In 2022, IPVM, in association with Ethan Gutmann from the Victims of Communism Memorial Foundation and Bob Fu from ChinaAid, among others, helped Ovalbek Turdakun, a Kyrgyz Christian Xinjiang internment camps survivor, escape to the United States, where he was granted significant public benefit parole. Turdakun gave first-person witness testimony about his alleged detention during an April press conference led by IPVM's Conor Healy and the Victims of Communism Memorial Foundation.

In 2023, IPVM obtained a Hikvision private meeting recording during which Pierre-Richard Prosper, who had been hired by Hikvision to investigate its ties to human rights abuses in Xinjiang, said his team was "not going to absolve" Hikvision and that the company had bid on Chinese government contracts that targeted Uyghurs as a group. The Register later reported that IPVM found that Hikvision and Nvidia had been retained by Chengmai County authorities as recently as December 2022 to provide Uyghur-identifying technologies.

==Joint investigations==
In 2020, The Washington Post and IPVM jointly reported on Huawei's testing of facial recognition technology designed to identify Uyghurs.

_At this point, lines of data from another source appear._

PR #1344, opened 2025-11-22
Rename speeduino.ino files to cpp

smclt30p:
It's time to switch to the cpp file format, i think :) 

Tested on the bench with platformIO...compiles, flashes, communicates...

Reasoning is tooling; most IDEs don't understand ino files and switching to cpp provides proper support (completio, go to definition etc.)


noisymime:
Alas we can't, or it would've been done a while back. This completely breaks compiling on the Arduino IDE, which requires that the main project file have a .ino extension.

smclt30p:
Ah makes sense, for people flashing the firmware with the Arduino IDE. I thought VSCode/PlatformIO was the main tooling.

noisymime:
>  I thought VSCode/PlatformIO was the main tooling.

It is and it's what all the main devs are using (To the best of my knowledge), but a large number of users still make their own customisations and then compile with the Arduino IDE, so I'm committed to retaining support for it.

noisymime:
FWIW there are some signs recently of some nice updates coming to the Arduino IDE that *may* allow for this, but they're not there currently.

adbancroft:
> > I thought VSCode/PlatformIO was the main tooling.
> 
> It is and it's what all the main devs are using (To the best of my knowledge), but a large number of users still make their own customisations and then compile with the Arduino IDE, so I'm committed to retaining support for it.

IMO, the project has out grown the Arduino IDE. It's OK for a single file sketch, but we are way beyond that.
1. Can't use sub-folders (other than `src` ) for organizing the code base.
2. Can't set compiler flags.

Do we know what ratio of the developer user base use it?

Issue #1345, opened 2025-11-23
Starting the tooth or composite logger will interfere with the VMax decoder


adbancroft:
The VMax decoder sets the primary trigger edge to true or false, but then attaches the primary interrupt to a `CHANGE` trigger:
```
      if(configPage4.TrigEdge == 0) { primaryTriggerEdge = true; } // set as boolean so we can directly use it in decoder.
      else { primaryTriggerEdge = false; }
      
      attachInterrupt(triggerInterrupt, triggerHandler, CHANGE); //Hardcoded change, the primaryTriggerEdge will be used in the decoder to select if it`s an inverted or non-inverted signal.
```
Since these don't match the logger will not call the primary trigger appropriately and when the logger is stopped, the primary trigger will not be reattached to the correct interrupt trigger.

PR #1356, opened 2025-12-04
Refactor and unit test decoder initialization

adbancroft:
This PR separates out decoder initialization (from `init.cpp`) and unit tests it (see `test_decoder_init.cpp`).

To support this, it also:
1. Encapsulates individual decoder setup into the existing `triggerSetup_` functions.
2. Limits the public surface area of the decoders. I.e. `decoders.h` only declares what needs to be accessed by other code (limit coupling, increase cohesion)
3. Unit tests attaching & detaching tooth logger for all decoders (as part of fixing #1345)
4. Encapsulate trigger ports & pin masks into `decoders.cpp` (which is the only place they are used)

**All of this is covered by new unit tests in `test_decoder_init.cpp`, `test_decoderbuilder.cpp` & `test_toothloggers.cpp`**


adbancroft:
Fixes #1345

PR #1788, opened 2016-01-27
fix for #1786 - get history index updated

### LINKED ISSUE #1786: "redo" on current version throws error and goes to last version
@shaneporter, a little glitch here - when you hit the redo key on the current version, it looks like it's searching for `null` in the history, not finding it, and then not handling the `-1` correctly:

```
Uncaught TypeError: Cannot read property 'version' of undefined
```
https://github.com/att/rcloud/blob/develop/htdocs/editor_tab.js#L1098

Then it goes to the penultimate version as if "undo" were requested.

shaneporter:
`get_current_notebook_history_index` wasn't accounting for a null value for `current_.version`; I have changed the code so that it now does so, and this has fixed the 'latest version redo' bug.

this fixes #1786

### DIFF
--- a/htdocs/editor_tab.js
+++ b/htdocs/editor_tab.js
@@ -1072,9 +1072,11 @@ var editor = function () {
             return histories_[current_.notebook];
         },
         get_current_notebook_history_index : function() {
-            return find_index(this.get_current_notebook_histories(), function(h) {
-                return h.version === current_.version;
-            });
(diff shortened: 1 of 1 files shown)


gordonwoodhull:
Sorry, this fixes the error, but redo still goes to the penultimate version. 

I haven't looked into why this is happening, but there must be another bug here.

In 2021, IPVM partnered with TechCrunch to examine U.S. local governments' purchases and U.S. retailers' sales of surveillance equipment manufactured by companies linked to abuses of Uyghurs as well as with The Intercept to investigate the U.S. military's purchase of sanctioned cameras for the U.S. embassy in Caracas.

In 2022, IPVM partnered with the MIT Technology Review to examine an Israeli company's plan to develop DNA-based facial recognition and was cited in an ESPN exposé on Brooklyn Nets owner Joseph Tsai discussing Alibaba's, Megvii's and SenseTime's Uyghur-targeting software.

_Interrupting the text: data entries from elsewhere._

Issue #658, opened 2014-05-14
Crop / cull cells


gordonwoodhull:
Often when trying stuff out you end up with a bunch of junk cells.

There should be a command to select which cells you want to keep, and delete the rest.  Since we support "sortable" dragging and dropping of cells, why not treat cells as items more thoroughly:

 - when you click on a cell title/gutter it becomes "selected" with a border
 - you can cmd/ctrl-click to add to the selection
 - shift-click to select a range
 - (there are confusing ctrl-shift-click standards we could consider for the obsessive users)
 - <delete> deletes those cells
 - look at what Crop is usually mapped to (as in #300, naming is hard and we should look for standards). Crop is the inverse of delete, deletes every cell except those selected.

In order for the key commands to work, we'll have to make sure that all ace editors get deactivated when these sorts of commands happen. This is entirely standard and reasonable, just something we've never done. I'll open another issue on that.

gordonwoodhull:
no, this is not a duplicate.  #665 is about having parallel areas and being able to move code easily between notebook and session.  this is still about running everything in the notebook, but being able to more easily edit the cells en masse.

shaneporter:
Rather than showing a border around the cell (which would contract the cell's contents), perhaps a semi-transparent background to indicate selection would be more attractive, and obvious, to the user?

![image](https://cloud.githubusercontent.com/assets/2493614/12643728/c206e5da-c5b5-11e5-9647-2ce952608e0a.png)

I'm also thinking that when the user selects 2 or more cells, it would be useful to show a panel that lists the selected cells by name. If the panel had a button, such as 'inverse selection', it would be easier to understand than 'crop', prior to a delete. Most obviously, a `DEL` key shortcut would do the job of deleting, but a 'Delete' button on the panel could do the same.

In the future, the panel could be developed further, so that users could print cells selectively.

gordonwoodhull:
I agree with the transparent background - I guess it is technically an overlay with `pointer-events: none`?

I'm not sure about the panel - it's always an issue of screen real estate. Even with the navbar buttons, which sound like a good idea, space is tight especially on laptops. In particular, I don't think we need a print button - for now, we can have print always print the selection if there is any, and we can consider custom print options or print preview with options later. 

[...]

Issue #300, opened 2014-01-27
document keyboard shortcuts


smschauhan:
There are a bunch of useful ace editor shortcuts which users aren't aware of. It would be helpful to have a list of useful shortcut help available. There are a bunch of them available [here](https://github.com/ajaxorg/ace/wiki/Default-Keyboard-Shortcuts)

gordonwoodhull:
Taking this for 1.6 as I don't have time for the current release. If anyone else wants to compile it earlier, obviously that great. IMO it should go on http://att.github.io/rcloud/ and we should link to it from the internal about page.

martymcwizard:
As a future enhancement, I thought that we could rename the help in the bottom left to be R help and add a new selection UI help and have some information there.  Just a thought.

gordonwoodhull:
Yeah, instead of the hint ".. Get help on" it could say "R help", and have a link to the right for _UI Shortcuts_. Much like we have a link for _Lucene search syntax_ up in Search, which perhaps should also show in the help pane instead of another tab.

shaneporter:
Correct me if I'm wrong, but as I understand it, the current (non-Ace editor) shortcuts are assigned in init.js. With the number of these set to grow, it makes sense to split this shortcut management into a separate object/file,`shortcut_manager.js`.

A shortcut could be defined with the following properties:

1. Shortcut code (note this would be undefined for something already handled, such as something within the Ace editor)
2. Category of the shortcut, such as 'Cell Editor', 'Cell management', 'Notebook Management')
3. Shortcut description, such as 'Deletes the selected cells'.
4. Function to invoke when the shortcut is performed (undefined when the shortcut code is also undefined)
5. Text representation of the shortcode. (`del`)

We could even define variations for Mac/Windows/Linux and present these shortcuts based on the client.

The `shortcut_manager` would set up the shortcuts (by code) where appropriate and a view would use the collection of shortcuts to produce the documentation for use within RCloud.

gordonwoodhull:
Yes - it looks like the only other relevant `keydown`s are in `ui/find_replace.js`

A global manager sounds like a good idea. Please use the (simple but effective) `RCloud.extension` framework for the basis - in particular the init/load distinction allows add-on packages like IIP and RCAP to manipulate the lists before they are realized in the browser. I guess the framework's sort order would be used for the documentation.

[...]

PR #1809, opened 2016-03-02
Feature/multi select cell

shaneporter:
Pull request for multi-select cell #658. Note that crop has been implemented as 'toggle selection -> delete'.


gordonwoodhull:
This works great and the code is very clear!

I wouldn't have thought of making the selection state part of the notebook model, but that makes a lot of sense.

The main suggestions I have are aesthetic:
 - the selection bar is logically part of the notebook and shouldn't blend into the title bars of the side panels. I appreciate that the current design creates clean lines, but here, combining the selection bar with the side panels confuses me. I think it should be a lighter grey (maybe somewhere between the cell commands and the panel titles).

In 2023, the BBC cited IPVM in its reporting on shortcomings with Evolv's AI weapons scanners.

==Reaction==
===Evolv===
In March 2024, Evolv, a publicly traded Massachusetts-based security and technology company contemporaneously under investigation by the FTC and the SEC, issued a press release criticizing IPVM as a "biased" "tabloid publication" that has published "inaccurate and misleading coverage."

===Hikvision===
In July 2021, Hikvision resigned its membership in the Security Industry Association, a U.S.-based trade association, citing in its resignation letter that it had been "harassed and maligned" by IPVM. Hikvision further claimed that IPVM had engaged in "unethical hacking" of its cameras and that IPVM had published "misleading blog stories."

In January 2022, Axios reported that Hikvision had asked U.S. congressional ethics officials to investigate potential lobbying disclosure violations by IPVM. U.S. senator Marco Rubio and congresswoman Claudia Tenney retweeted the Axios article, urging their congressional colleagues to ignore Hikvision while claiming that Hikvision's accusations against IPVM amounted to censorship.

===Chinese state media===
In November 2021, Global Times, a tabloid under the auspices of the Chinese Communist Party, published an article by Gao Lei writing under the pen name 耿直哥, or Candid Brother, to its Baidu and WeChat accounts criticizing IPVM as a U.S. government mouthpiece parading as a civilian company. Lei also compared IPVM founder John Honovich to German anthropologist Adrian Zenz and claimed that another IPVM employee is "a rather extreme white right-winger."

In January 2022, China Daily, a Chinese Communist Party-owned newspaper, published an article and a video noting IPVM's work with the BBC, The New York Times, Reuters, and The Washington Post, criticizing it as a "mass surveillance company" that has "been sharing tons of data they have collected on Xinjiang and on other Chinese entities."